3. Number of experts used to establish the ground truth for the test set and the qualifications of those experts (e.g. radiologist with 10 years of experience)
- Not Applicable/Not Provided: Since there's no test set requiring ground truth labeling (e.g., image annotation, diagnosis), there's no mention of experts for ground truth establishment.
4. Adjudication method (e.g. 2+1, 3+1, none) for the test set
- Not Applicable/Not Provided: No test set, no ground truth adjudication method.
5. If a multi reader multi case (MRMC) comparative effectiveness study was done, If so, what was the effect size of how much human readers improve with AI vs without AI assistance
- Not Applicable/Not Provided: This is not an AI-assisted device, so an MRMC study is irrelevant.
6. If a standalone (i.e. algorithm only without human-in-the-loop performance) was done
- Not Applicable/Not Provided: This is a hardware device; there is no standalone algorithm.
7. The type of ground truth used (expert consensus, pathology, outcomes data, etc)

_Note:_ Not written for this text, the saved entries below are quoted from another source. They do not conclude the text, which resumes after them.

Issue #1408, opened 2025-11-07
Migration monitor sends updates on each block


netrome:
### Background

Currently we use the following loop to monitor and send migration state updates:

```rust
            loop {
                interval.tick().await;
                let response = fetch_migrations_once(indexer_state.clone()).await;
                tracing::debug!(target: "indexer", "fetched mpc migration state {:?}", response);
                migration_state_sender.send_if_modified(|watched_state| {
                    if *watched_state != response {
                        tracing::info!("contract migration state changed: {:?}", response);
                        *watched_state = response.clone();
                        true
                    } else {
                        false
                    }
                });
```

However, since the `response` contains the block height, this loop perceives it as the migration state changes on each new block. This is incorrect since we only want to monitor if the actual migration state has changed.

### User Story

As a developer I want correct code.

### Acceptance Criteria

The `monitor_migrations` function only sends updated states when the migration state has changed.

PR #1419, opened 2025-11-10
fix: compare only migration info in `monitor_migrations` function

pbeza:
Fixes https://github.com/near/mpc/issues/1408

### DIFF
--- a/crates/node/src/indexer/migrations.rs
+++ b/crates/node/src/indexer/migrations.rs
@@ -253,7 +253,6 @@ mod tests {
         let (my_account, my_key) = test_account_and_key();
 
         // When: Processing a response where my account is added
-        let new_block_height: u64 = 200u64;
         let expected_backup_service = BackupServiceInfo {
             public_key: my_key.into_contract_interface_type(),
         };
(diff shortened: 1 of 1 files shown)


crates/node/src/indexer/migrations.rs
```diff
@@ -99,3 +117,203 @@ async fn fetch_migrations_once(indexer_state: Arc<IndexerState>) -> (u64, Contra
...
+            contract_migration_sender,
+            mut contract_migration_receiver,
+            my_migration_sender,
+            mut my_migration_receiver,
+        ) = create_test_state(empty_migration_info);
+        let (my_account, my_key) = test_account_and_key();
+
+        // When: Processing a response where my account is added
+        let expected_backup_service = BackupServiceInfo {
+            public_key: Ed25519PublicKey(my_key.to_bytes()),
```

- Not Applicable/Not Provided: No ground truth in the AI/ML sense is mentioned. Any "ground truth" equivalent for this device would be established through engineering specifications, standards, and possibly bench testing against known values (e.g., measuring actual fluid flow against specified flow rates).

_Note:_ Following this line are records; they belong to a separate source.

PR #1441, opened 2025-11-12
fix: reduce log noise in migration monitor task

### LINKED ISSUE #1408: Migration monitor sends updates on each block

pbeza:
Only log at `info` level when migration state actually changes, not on every block height update. Block height changes are still logged at `debug` level for monitoring purposes.

Fixes #1408

### DIFF
--- a/crates/node/src/indexer/migrations.rs
+++ b/crates/node/src/indexer/migrations.rs
@@ -45,10 +45,14 @@ pub async fn monitor_migrations(
             loop {
                 interval.tick().await;
                 let response = fetch_migrations_once(indexer_state.clone()).await;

8. The sample size for the training set
- Not Applicable/Not Provided: There is no AI/ML model, hence no training set.
9. How the ground truth for the training set was established
- Not Applicable/Not Provided: No training set, no ground truth for it.
Summary of what is described in the document relevant to device acceptance (though not in the requested AI/ML format):
The primary "acceptance criteria" and "study" for this device are framed around substantial equivalence to predicate devices already on the market.

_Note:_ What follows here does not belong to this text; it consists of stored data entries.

Issue #1447, opened 2025-11-12
Node fails to sync after delayed start (possible state sync / retention issue)


barakeinav1:
### Background

While testing the MPC node startup sequence, it was observed that if the node is not started immediately after the localnet setup, it fails to synchronize. The issue appears even though the latest fix from [PR #1414](https://github.com/near/mpc/pull/1414)
 is already included.
Logs indicate that the node syncs block headers but not actual blocks, resulting in errors such as:

`Failed to get balance. Waiting for sync? account=signer err=Account sam.test.near does not exist while viewing at block #0
error reading TEE accounts from chain: Account mpc-contract.test.near does not exist while viewing at block #0
INFO indexer: # 0 | Blocks processing: 0 | Blocks done: 0. Bps 0.00 b/s`

Discussion suggests this might be related to the default neard configuration, which retains only a limited number (3–5 epochs) of historical blocks, preventing older or delayed nodes from syncing.

possible fix solutions:

Increasing gc_num_epochs_to_keep in neard configuration.  (prefered)
Using a bucket/state-sync approach if full history is not retained.

### User Story

As an MPC node operator,
I want the node to be able to fully sync even if it starts after the network has progressed several epochs,
so that the system remains reliable and resilient to restarts or deployment delays.

### Acceptance Criteria

- [ ] A node started after some time (e.g., after multiple epochs) can still sync fully.
- [ ] 
- [ ]  The node successfully retrieves and processes all missing blocks, not just headers.
- [ ] 
- [ ]  Relevant configuration parameters (e.g., gc_num_epochs_to_keep, state_sync_enabled) are clearly documented and set correctly for MPC localnet setups.
- [ ] 
- [ ]  No “account does not exist at block #0” or similar errors appear in the logs during sync.
- [ ] 
- [ ]  Verified that enabling enable_debug_rpc or increasing history retention resolves or isolates the issue.
- [ ] 
- [ ]  Root cause (e.g., localnet history pruning, missing headers, port/config issues) identified and documented.

### Resources & Additional Notes

https://nearone.slack.com/archives/C07UW93JVQ8/p1762938765939719

PR #1448, opened 2025-11-12
fix(localnet): ensure MPC node can sync after delay by updating neard retention policy

barakeinav1:
fixes [#1447](https://github.com/near/mpc/issues/1447)
this will give us retention policy of 10000*5(minutes) =~34 days.

also enabling enable_debug_rpc - for better debug metrices


netrome (approved):

barakeinav1:
tested, and node are able to catch up even after 7 epochs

- Intended Use: The device is intended to "provide controlled, powered delivery of sterile irrigation fluids to surgical sites and to evacuate blood, tissue debris and smoke from the operative field to aid in visualization during laparoscopic and open surgical procedures. The system may also be used for resection of filmy adhesions and for peritoneal lavage." This intended use is compared directly to predicate devices.
- Technological Characteristics Comparison: The document states that "Circon's Surgiflex® WAVE® Tsunami™ Suction-Irrigation System is substantially equivalent to Cabot's Surgiflex® Suction-Irrigation Probes, Davol's Hydro-Surgi Laparoscopic Irrigator and Stryker's Laparoscopic Suction Irrigator."
- Basis for Substantial Equivalence: "All of these devices employ substantially equivalent design considerations and operating principles, and their materials of construction are safe for the intended uses. All of these devices are supplied sterile for single-use only, and none actively delivers any form of electrical energy to the patient."
- Conclusion: "Any differences between the various devices do not raise new questions regarding safety or effectiveness."
In essence, the "study" is a comparison with predicate devices, showing that the new device shares fundamental technological characteristics and intended use with already cleared devices, and any differences do not negatively impact safety or effectiveness. This comparison is the method for demonstrating that the device meets the (implied) regulatory acceptance criteria for market clearance via the 510(k) pathway.